* What to work on *
Going through the listing below, tally the lines that contain the word "them" and give only that figure.

══ Material shown

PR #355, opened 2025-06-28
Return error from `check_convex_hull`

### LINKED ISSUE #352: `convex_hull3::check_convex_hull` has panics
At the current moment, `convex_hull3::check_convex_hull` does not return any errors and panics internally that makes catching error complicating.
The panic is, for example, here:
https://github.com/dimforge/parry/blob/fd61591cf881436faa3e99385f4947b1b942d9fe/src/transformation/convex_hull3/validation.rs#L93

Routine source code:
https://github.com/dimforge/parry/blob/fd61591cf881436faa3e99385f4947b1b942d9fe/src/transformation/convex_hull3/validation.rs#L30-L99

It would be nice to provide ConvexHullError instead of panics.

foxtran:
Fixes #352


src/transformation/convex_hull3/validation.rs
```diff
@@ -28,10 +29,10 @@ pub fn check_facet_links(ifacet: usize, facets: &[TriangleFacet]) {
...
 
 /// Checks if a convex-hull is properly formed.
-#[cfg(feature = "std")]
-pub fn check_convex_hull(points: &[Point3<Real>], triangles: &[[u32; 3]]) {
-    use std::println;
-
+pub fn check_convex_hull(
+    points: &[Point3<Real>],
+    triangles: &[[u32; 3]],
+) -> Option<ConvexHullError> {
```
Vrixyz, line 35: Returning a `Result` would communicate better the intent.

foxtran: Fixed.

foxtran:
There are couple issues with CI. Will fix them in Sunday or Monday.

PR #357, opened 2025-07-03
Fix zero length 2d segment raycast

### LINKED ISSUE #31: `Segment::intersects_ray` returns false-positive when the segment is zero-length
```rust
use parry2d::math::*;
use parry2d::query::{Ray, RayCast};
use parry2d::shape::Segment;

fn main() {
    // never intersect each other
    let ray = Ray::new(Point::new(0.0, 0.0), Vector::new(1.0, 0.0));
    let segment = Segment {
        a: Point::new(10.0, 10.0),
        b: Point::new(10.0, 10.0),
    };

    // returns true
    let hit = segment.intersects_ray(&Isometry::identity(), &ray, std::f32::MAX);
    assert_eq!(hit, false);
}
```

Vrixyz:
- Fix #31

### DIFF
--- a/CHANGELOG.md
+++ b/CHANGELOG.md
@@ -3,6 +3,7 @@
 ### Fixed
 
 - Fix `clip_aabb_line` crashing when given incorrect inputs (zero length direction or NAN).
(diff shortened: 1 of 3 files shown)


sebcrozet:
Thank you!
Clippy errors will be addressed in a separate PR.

════
══ Material shown

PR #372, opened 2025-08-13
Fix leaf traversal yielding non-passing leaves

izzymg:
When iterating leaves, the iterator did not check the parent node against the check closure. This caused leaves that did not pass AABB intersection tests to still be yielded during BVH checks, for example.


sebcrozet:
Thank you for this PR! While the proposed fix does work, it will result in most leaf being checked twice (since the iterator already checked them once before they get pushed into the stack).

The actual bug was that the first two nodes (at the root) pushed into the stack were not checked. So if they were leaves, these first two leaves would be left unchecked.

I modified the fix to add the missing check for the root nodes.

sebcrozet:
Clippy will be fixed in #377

════
══ Material shown

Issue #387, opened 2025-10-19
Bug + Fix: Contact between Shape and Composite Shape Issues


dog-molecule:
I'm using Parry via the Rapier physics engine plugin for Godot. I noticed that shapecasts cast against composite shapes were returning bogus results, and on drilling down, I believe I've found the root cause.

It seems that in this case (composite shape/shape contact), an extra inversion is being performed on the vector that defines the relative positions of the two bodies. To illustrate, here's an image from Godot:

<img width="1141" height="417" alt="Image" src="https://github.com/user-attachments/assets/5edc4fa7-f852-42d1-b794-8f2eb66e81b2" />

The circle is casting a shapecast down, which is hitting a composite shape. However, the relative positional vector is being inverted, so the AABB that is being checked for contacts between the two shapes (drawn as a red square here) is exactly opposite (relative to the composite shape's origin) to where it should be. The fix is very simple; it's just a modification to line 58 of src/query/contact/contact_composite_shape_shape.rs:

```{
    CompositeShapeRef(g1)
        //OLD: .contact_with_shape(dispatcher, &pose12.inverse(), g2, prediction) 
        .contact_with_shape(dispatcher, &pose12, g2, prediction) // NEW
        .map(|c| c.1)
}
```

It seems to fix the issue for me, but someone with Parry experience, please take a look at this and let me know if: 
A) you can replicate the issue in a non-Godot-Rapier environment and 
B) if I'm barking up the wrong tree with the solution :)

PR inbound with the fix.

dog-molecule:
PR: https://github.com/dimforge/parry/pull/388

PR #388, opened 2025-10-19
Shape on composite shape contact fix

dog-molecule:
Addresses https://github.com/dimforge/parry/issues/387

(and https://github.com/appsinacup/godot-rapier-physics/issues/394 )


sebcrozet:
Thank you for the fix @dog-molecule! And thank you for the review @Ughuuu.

════

* Expected answer *
2